The financial reprieve we got from low fuel prices didn't last long. File photo: Neil baynes/Independent Media. The financial reprieve we got from low fuel prices didn't last long. File photo: Neil baynes/Independent Media.
Durban – It was too good to be true. It was the new year and we were paying under R10 for a litre of petrol for the first time in years and news that the price was going to drop even further made us fairly excited.
I know some people in the market for new cars who were even considering going for bigger engines – 1.8s instead of the miserly 1.4s many of us have become accustomed to driving.
Sure, the January drop had no real impact on anything else, like the price of goods for instance. As we’ve come to expect, the moment the petrol price shoots up everything does too, but when it drops nothing changes.
No one has given me an adequate explanation yet. However, spending less at the pumps did mean a few hundred, and in the case of some, a few thousand, bucks more in the pocket. Happy days.
Then came the news this week that the party was over. Petrol rocketed up by 96c litre. Ouch. Economists have offered a variety of reasons for this, but none that negates the fact that we are being screwed big time. The most easily understandable reason an economist-type has given me for the petrol price increase was “greed and politics”.
It is clear that the big bad people controlling the world’s economy are hell-bent on making petrol a designer product that almost no one can afford.
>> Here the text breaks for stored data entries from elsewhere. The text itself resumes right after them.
PR #353, opened 2022-11-03
rfc13: fix PMI_process_mapping example + improve formatting

garlick:
Problem: one of the PMI_process_mapping examples recently expanded has the wrong rank lists.    Also, this document  is egregiously malformatted.

Fix the example and spruce up the formatting a bit.

### DIFF
--- a/spec_13.rst
+++ b/spec_13.rst
@@ -109,17 +109,20 @@ library providing the PMI-1 API implemented using a proprietary protocol.
 Terminology
 -----------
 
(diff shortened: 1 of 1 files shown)


garlick:
The process mapping examples look better in the form presented in RFC 34 (#354) so I switched to that form for the PMI_process_mapping examples presented here.  Also, tweaked the examples to fit in the table columns and to increase signal to noise.

grondo (approved):
LGTM!

PR #354, opened 2022-11-05
rfc34: add flux task map RFC

garlick:
Problem: Flux needs a task map format that scales for both block and cyclic task distributions.

Define a new format in rfc34.

### DIFF
--- a/spec_34.rst
+++ b/spec_34.rst
@@ -1,0 +1,212 @@
+.. github display
+   GitHub is NOT the preferred viewer for this file. Please visit
+   https://flux-framework.rtfd.io/projects/flux-rfc/en/latest/spec_34.html
+
+################
+34/Flux Task Map
+################
+
+The Flux Task Map is a compact mapping between job task ranks and node IDs.
+
+- Name: github.com/flux-framework/rfc/spec_34.rst
+
+- Editor: Jim Garlick <garlick@llnl.gov>
+
+- State: raw
+
+********
+Language
+********
+
+The key words "MUST", "MUST NOT", "REQUIRED", "SHALL", "SHALL NOT", "SHOULD",
+"SHOULD NOT", "RECOMMENDED", "MAY", and "OPTIONAL" in this document are to
+be interpreted as described in `RFC 2119 <https://tools.ietf.org/html/rfc2119>`__.
+
+*****************
+Related Standards
+*****************
+
+- :doc:`13/Simple Process Manager Interface v1 <spec_13>`
+
+- :doc:`20/Resource Set Specification <spec_20>`
+
+- :doc:`22/Idset String Representation <spec_22>`
+
+**********
+Background
+**********
+
+The task map communicates how a parallel program's tasks are assigned to the
+allocated nodes. Given a node ID, the task map can provide a set of ranks.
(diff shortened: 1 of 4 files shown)


spec_34.rst
```diff
@@ -0,0 +1,121 @@
...
+  [[0,4,4,1]]
+  [[0,4,1,4]]
+
+Here are block and cyclic distributions of 1M tasks over 4K nodes using the
+Flux task map representation:
+
+.. code:: json
+
+  [[0,4096,256,1]]
+  [[0,4096,1,256]]
```
grondo, line 121: Should the last one be:
```json
[[0,4096,1,4096]]
```

grondo: It could also be instructive to give one non-uniform example as in [RFC 13](https://flux-framework--353.org.readthedocs.build/projects/flux-rfc/en/353/spec_13.html#id18), e.g. ``[[0,8,16,1],[8,4,32,1]]``

grondo (approved):
Awesome! Just one question inline.

In the prototype I had made the _repeat_ parameter optional (defaults to 1), but I can see here that just unnecessarily complicates the implementation. Thanks!

spec_34.rst
grondo: Eh, nevermind I think looking back at this _repeat_ of 256 is correct. Sorry!

spec_34.rst
```diff
@@ -0,0 +1,210 @@
...
+This mapping is compact for *block* task distributions, where blocks of
+contiguous task ranks are assigned to nodes in ascending order.  Its
+scalability breaks down for *cyclic* task distributions, where one or more
+task ranks are assigned to nodes in round-robin order. As an example, a PMI
+task map for 1M tasks distributed over 4K nodes in block distribution is
+compact as shown above, but the same job with a cyclic distribution (stride
+of 1) is a string of 2824 characters.
+
+*****
+Goals
```
grondo, line 98: It feels like it would read better if Goals were above the Background section, so the reader can have those goals in mind while reading about the PMI_process_mapping existing standard and other related background. However, I also realize maybe it is idiomatic to put Goals after Background, in that case it is fine. (Another suggestion would be to move the discussion of the naive/raw task map format and PMI_process_mapping format to an "Existing Implementations" or similar section after Goals.

grondo (approved):
LGTM! Thanks. Just a couple trivial questions inline.

spec_34.rst
garlick: Ooh, good idea.  Let's try
- background
- goals
- existing implementations

spec_34.rst
```diff
@@ -0,0 +1,210 @@
...
+     - (vector,(0,6,1),(0,6,1),(4,2,1),(4,2,1))
+     - (vector,(0,6,2),(4,2,2))
+   * - 4096*256
+     - (vector,(0,4096,256))
+     - *(long string)*
+     - *(long string)*
+
+.. note::
+  The cyclic:N distribution for N > 1 is equivalent to Slurm's *plane*
+  distribution.
```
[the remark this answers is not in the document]
grondo: Oh, I somehow missed that on my first read, sorry! The note should stay then :wink:

PR #355, opened 2022-11-09
rfc34: fix test vector

grondo:
Problem: A raw test vector has some commas where semicolons should be.

Fix the typo in the test vector.


garlick (approved):
Oh good catch.  Sorry for the error!

grondo:
No problem, the testsuite caught it! I can barely tell the difference between a comma and a semicolon, so I was going cross-eyed looking at that one.

vsoch:
_c++ cackles maniacally from the shadows…_ 👹

garlick:
Maybe we should have defined the delimiter between nodes as a :carrot: or something that stands out!

vsoch:
_bunny rabbit laughs maniacally from the shadows..._ :carrot: :rabbit:

PR #357, opened 2022-11-30
rfc34: allow empty and document unknown task maps

grondo:
RFC 34 does not indicate how to specify an unknown task mapping, but indication of an unknown mapping is required when, for example, an encoded mapping is too large to distribute or the mapping is otherwise not known.

This PR documents that an empty string is an indicator of an "uknonwn" mapping for `PMI_process_mapping`, as is already documented in RFC 13, and also makes an empty string the official encoding of an unknown mapping in the Flux Task Map format.

Additionally, an "empty" mapping is also allowed by changing the task map requirement from "one or more blocks" to "zero or more". (This is probably only useful in testing, and also is the encoded output from a libtaskmap encoded result from `taskmap_create()` with no further initialization)

### DIFF
--- a/spec_34.rst
+++ b/spec_34.rst
@@ -113,7 +113,10 @@ Implementation
 **************
 
 The Flux task map SHALL be represented as a JSON array to avoid the need
-for a custom parser.  The array MUST contain one or more *map blocks*.
+for a custom parser.  The array MUST contain zero or more *map blocks*.
+
+A Flux task map that contains zero map blocks SHALL indicate that the task
+mapping is unknown.
 
 A Flux task map block is a JSON array with four REQUIRED integer array
 elements:
@@ -182,6 +185,8 @@ Test Vectors
 
    * - raw task map
      - Flux task map
+   * - mapping unknown
+     - []
    * - 0
      - [[0,1,1,1]]
    * - 0;1


grondo:
After some offline discussion with @garlick, this PR has been modified to treat all "empty" task maps as indicating that the mapping is unknown, i.e. both `"[]"` and `""` indicate an unknown mapping.

spec_34.rst
```diff
@@ -100,6 +100,10 @@ of (*nodeid*, *nnodes*, *ppn*).  Some examples are:
   The cyclic:N distribution for N > 1 is equivalent to Slurm's *plane*
   distribution.
 
+RFC 13 also specifies that an empty string is a valid ``PMI_process_mapping``,
+and indicates that the mapping was too large to fit in a PMI KVS value or
+is otherwise unknown.
```
garlick, line 105: It doesn't actually specify that the empty string is valid.  The quote is:

> If the process mapping value is too long to fit in a KVS value, the process manager SHALL return a value consisting of an empty string, indicating that the mapping is unknown.

Maybe better wording would be:
> RFC 13 specifies that process managers must set  ``PMI_process_mapping`` to the empty string to indicate that the mapping was too large to fit in a PMI KVS value, so users should interpret the empty string as "mapping unknown".

spec_34.rst
```diff
@@ -113,7 +117,12 @@ Implementation
 **************
 
 The Flux task map SHALL be represented as a JSON array to avoid the need
-for a custom parser.  The array MUST contain one or more *map blocks*.
+for a custom parser.  The array MUST contain zero or more *map blocks*.
+As a special case an empty string SHALL be treated the same as an zero
+length JSON array, i.e. ``[]``.
```
garlick, line 122: Do we need to define this special case?  The empty string can be treated as valid pmi encoding of "unknown" without defining the empty string as a valid RFC 34 mapping.

spec_34.rst
```diff
@@ -113,7 +117,12 @@ Implementation
...
+
+A Flux task map that is Empty SHALL indicate that the task mapping is
+unknown.
```
garlick, line 125: How about
s/is Empty/contains zero map blocks/

garlick (approved):
Sounds good.  Does it make sense to add `[]` as a test vector?

spec_34.rst
grondo: Ok, I didn't pick up on that semantic subtlety (if an empty string is an invalid mapping, perhaps decoding an empty string should return an error, which should then be treated as "mapping uknown"?)

spec_34.rst
grondo: I guess we don't need this, but this means that a decoder can't tell the difference between an invalid RFC 34 task map or a valid PMI_process_mapping (although I guess you are saying above that the empty string is not a valid PMI_process_mapping). It just seemed easier to make an empty string a valid task map. However, in practice the code in `taskmap_decode()` would be the same, so if the ambiguity doesn't bother you then I'm fine with dropping this.

spec_34.rst
grondo: This seems right if we drop the treatment of an empty string as empty

spec_34.rst
garlick: I think it's OK if we treat the empty string as a valid pmi encoding.  I just didn't want this rfc to state that _that_ rfc said something it didn't (not really).

spec_34.rst
garlick: All valid PMI_process_mappings are invalid RFC 34 task maps, so I think it's OK if one more (the empty string) is treated as valid.  Or did we need to catch that particular case for other reasons?

garlick:
In the RFC could we just say  `mapping unknown` in the left column?

spec_34.rst
grondo: No, the problem is that since you wanted `taskmap_decode()` to also decode valid PMI_process_mapping strings via a heuristic, it seemed like it wasn't possible to determine if `taskmap_decode()` should generate an error on an empty string or not, since the function doesn't know the context from which it is being called. If the string is coming from a context where an RFC 34 task map should be provided, then an empty string should cause an error if an empty string is not a valid taskmap. However, if the string is supposed to be a PMI_process_mapping, then the empty string should be encoded as an "unknown" task map. It seemed reasonable to add a heuristic to `taskmap_decode()` to check for `vector,` and attempt to automatically decode as a PMI_process_mapping, but doing the same for an empty string seemed like going a bit too far.

It seemed to me like that all got cleaned up a bit if an empty string was treated the same in both contexts. However, if having the same special case in RFC 34 as in PMI_process_mapping bothers you, it isn't critical IMO so I can make this change. In the code, any string with `vector,` or an empty string can be assumed to be PMI_process_mapping, so it is effectively the same end result.

spec_34.rst
grondo: Ah, ok, that makes sense.

grondo:
Ok, I've made the suggested changes (I think). I just dropped the addition to the `PMI_process_mapping` section since it was probably only adding unnecessary confusion and duplicating what is already in RFC 13 anyway.

garlick (approved):
This works for me if it works for you.   If this change complicates the implementation and returning to a separate pmi decode function makes sense, I'm fine with that.

grondo:
It doesn't complicate the code, it is just slightly ambiguous that an empty string is not a valid task map, but it will decode without error and will be treated the same as `[]` in `taskmap_decode()`. However, it doesn't bother me too much, and it does simplify the RFC so I'm fine merging this as is.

The problem with this designer product is that it’s a “must-have” in a more literal sense than Jimmy Choo shoes being a must have for label-crazy women. Realistically, what are your options should the greedy oil companies and politicians decide to help petrol up to, say, R20 a litre?
You can protest as they do in some countries when fuel goes up. You can decide not to use a car any more and cycle or walk to work, or you can shut the f*** up and pay for the petrol no matter how much it is.
Very few of us have the will or the inclination to protest and even if we do there is no guarantee of any favourable outcome. And unless you’re a hippie or green nut, you’re not going to use a bicycle. Which leaves the shut the f*** up and pay option.
Because no matter how expensive petrol gets, even if it hits R50 a litre (we’re talking fuelmageddon here) you’re going to sacrifice on other things in your life like take-aways and movies in order to afford it. Not driving is not an option.
Some suggest buying an electric or hybrid cars. If you consider what you pay for one of those, you can’t really consider them an option for the average man in the street. Any saving you’re likely to make by not buying petrol is cancelled out by the huge price tag. It’s a sick joke, actually.
I wouldn’t be surprised if petrol became so expensive and sought after that people started putting it in designer fragrances.
“Hey John, I love that fragrance you’re wearing, smells so good, what is it?”
“Thanks dear, its Petrolle, the new fragrance from Brent Crude.”
“Oh, I absolutely love Brent Crude, he’s my favourite.”
It’s also not hard to imagine people drinking petrol as a status thing. Because, you know, well, people will drink anything if it’s expensive.
“Hey, did you see those guys in the VIP area, they’ve spent R300 000 at the bar.”
“Really? What have they been drinking? Cristal? Johnnie Walker Blue?”
“No, 95 unleaded.”
Eventually this petrol madness will stop. The pumps will run dry at some point. The folks in Dubai are already preparing for that day, which is why they’re turning their country into a mixture of Las Vegas and Disney World to generate tourism revenue in the future.
But until that day comes, governments and corporations will continue to screw us until the last drop of oil comes out of the ground.
Only then can you have your affordable battery car. However, I must admit that the idea of battery cars scares the hell out of me. Because at some point the cellphone makers are going to get involved and they make the worst batteries known to mankind.
Can you imagine how often your BlackBerry car will leave you stranded on the side of the road?
And if your car suddenly stalled on you (which it probably will) to restart it you will have to get out of the car, take the battery out and put it back in before you can go anywhere. My goodness, what a schlep.
Of course you will be spending a lot of your day walking from place to place, asking people if they have a charger.
At this point, the hippie bicycle seems like a good idea.